## HOW TO COMPLETE THIS TASK
For each line of the data below, copy it if it holds the word "allow".

## AVAILABLE DATA
PR #471, opened 2021-02-11
Even more testing

davfsa:
### Checklist


tests/hikari/test_audit_logs.py
```diff
@@ -57,6 +102,42 @@ def test_repr(self):
...
+            id=123,
+            target_id=None,
+            changes=[],
+            user_id=None,
+            action_type=0,
+            options=None,
+            reason=None,
+        )
+
+        assert await model.fetch_user() is None
```
FasterSpeeding, line 119: btw is this the decided way for handling this scenario? Kind of feels similar to the webhook methods where if the token isn't present we raise as we can't finish the operation without it and not sure if there's any semantic difference that i'm missing

davfsa: Will have a think

davfsa: Yea, this is the way we are going to do to it

PR #473, opened 2021-02-12
Enums consistency changes/fixes

FasterSpeeding:
### Summary
* Fixup enums.Enum and enums.IntFlag to allow methods to be overwritten
* Add in a special case to let string enums return their value when cast to string rather than name
* Remove unnecessary/out-dated str operator tests that targeted enums which now inherit the behaviour

### Checklist

### DIFF
--- a/hikari/internal/enums.py
+++ b/hikari/internal/enums.py
@@ -140,13 +140,19 @@ class _EnumMeta(type):
             "_member_names_": (member_names := []),
             # Required to be immutable by enum API itself.
             "__members__": types.MappingProxyType(namespace.names_to_values),
-            **namespace,
             **{
                 name: value
                 for name, value in Enum.__dict__.items()
                 if name not in ("__class__", "__module__", "__doc__")
             },
         }
+
+        # We don't want to override the __str__ behaviour inherited from builtins.str for string based enums.
+        if issubclass(base, str):
+            new_namespace.pop("__str__", None)
+
+        # We update the name space to ensure new fields override inherited attributes and methods.
+        new_namespace.update(namespace)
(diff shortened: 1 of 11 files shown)


hikari/internal/enums.py
```diff
@@ -395,7 +402,6 @@ def __new__(
             "_member_names_": (member_names := []),
             # Required to be immutable by enum API itself.
             "__members__": types.MappingProxyType(namespace.names_to_values),
-            **namespace,
```
davfsa, line 398: Moving this to the bottom will achieve the same effect as `new_namespace.update`

hikari/internal/enums.py
```diff
@@ -140,14 +140,20 @@ def __new__(
...
                 name: value
                 for name, value in Enum.__dict__.items()
                 if name not in ("__class__", "__module__", "__doc__")
             },
         }
 
+        # We don't want to override the __str__ behaviour inherited from builtins.str for string based enums.
+        if issubclass(base, str):
+            new_namespace.pop("__str__", None)
+
```
davfsa, line 153: Why not? What difference does it make?

hikari/internal/enums.py
FasterSpeeding: While relying on implementation detail on the order in which those are handled and being less explicit that it's meant to be handled after the fields are brought in from Flag

hikari/internal/enums.py
FasterSpeeding: This is the difference between a string enum value acting as its value rather than its name

davfsa (approved):

PR #475, opened 2021-02-23
Fix mis-usage of PAYLOAD_ZLIB_STREAM where TRANSPORT_ZLIB_STREAM is being referred to

FasterSpeeding:
### Summary
Fix mis-usage of PAYLOAD_ZLIB_STREAM where TRANSPORT_ZLIB_STREAM is being referred to

### Checklist

### DIFF
--- a/hikari/impl/shard.py
+++ b/hikari/impl/shard.py
@@ -342,7 +342,7 @@ class GatewayShardImpl(shard.GatewayShard):
     ----------------
     compression : typing.Optional[buitlins.str]
         Compression format to use for the shard. Only supported values are
-        `"payload_zlib_stream"` or `builtins.None` to disable it.
+        `"transport_zlib_stream"` or `builtins.None` to disable it.
     initial_activity : typing.Optional[hikari.presences.Activity]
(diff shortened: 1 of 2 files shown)


hikari/impl/shard.py
```diff
@@ -342,7 +342,7 @@ class GatewayShardImpl(shard.GatewayShard):
     ----------------
     compression : typing.Optional[buitlins.str]
         Compression format to use for the shard. Only supported values are
-        `"payload_zlib_stream"` or `builtins.None` to disable it.
+        `"transport_zlib_stream"` or `builtins.None` to disable it.
```
davfsa, line 345: Actually, this is wrong, we only allow `"zlib-stream"`

davfsa (approved):

hikari/impl/shard.py
FasterSpeeding: That's the raw value we send to discord, not the value of TRANSPORT_ZLIB_STREAM

davfsa: True

davfsa (approved):

PR #476, opened 2021-02-23
Send a full heartbeat on a heartbeat request, not just an ACK

FasterSpeeding:
### Summary
According to the [API's docs](https://discord.com/developers/docs/topics/gateway#heartbeating) ` The gateway may request a heartbeat from you in some situations, and you should send a heartbeat back to the gateway as you normally would` with the bit "you should send a heartbeat back to the gateway as you normally would" infers that we should be responding with a full heartbeat which is inline with how [JDA](https://github.com/DV8FromTheWorld/JDA/blob/3a9fcd0ecc88f988ac81eb2c18527283a83f12d1/src/main/java/net/dv8tion/jda/internal/requests/WebSocketClient.java#L843) and [Detritus](https://github.com/detritusjs/client-socket/blob/4361739b1c824790e269db4f3abbde63fe5a5d24/src/gateway.ts#L492) handle received heartbeats and matches up with how `HEARTBEAT_ACK` is marked as Received only in the [API's docs](https://discord.com/developers/docs/topics/opcodes-and-status-codes#gateway-gateway-opcodes)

## ANSWER TO THE EXERCISE
* Fixup enums.Enum and enums.IntFlag to allow methods to be overwritten
davfsa, line 345: Actually, this is wrong, we only allow `"zlib-stream"`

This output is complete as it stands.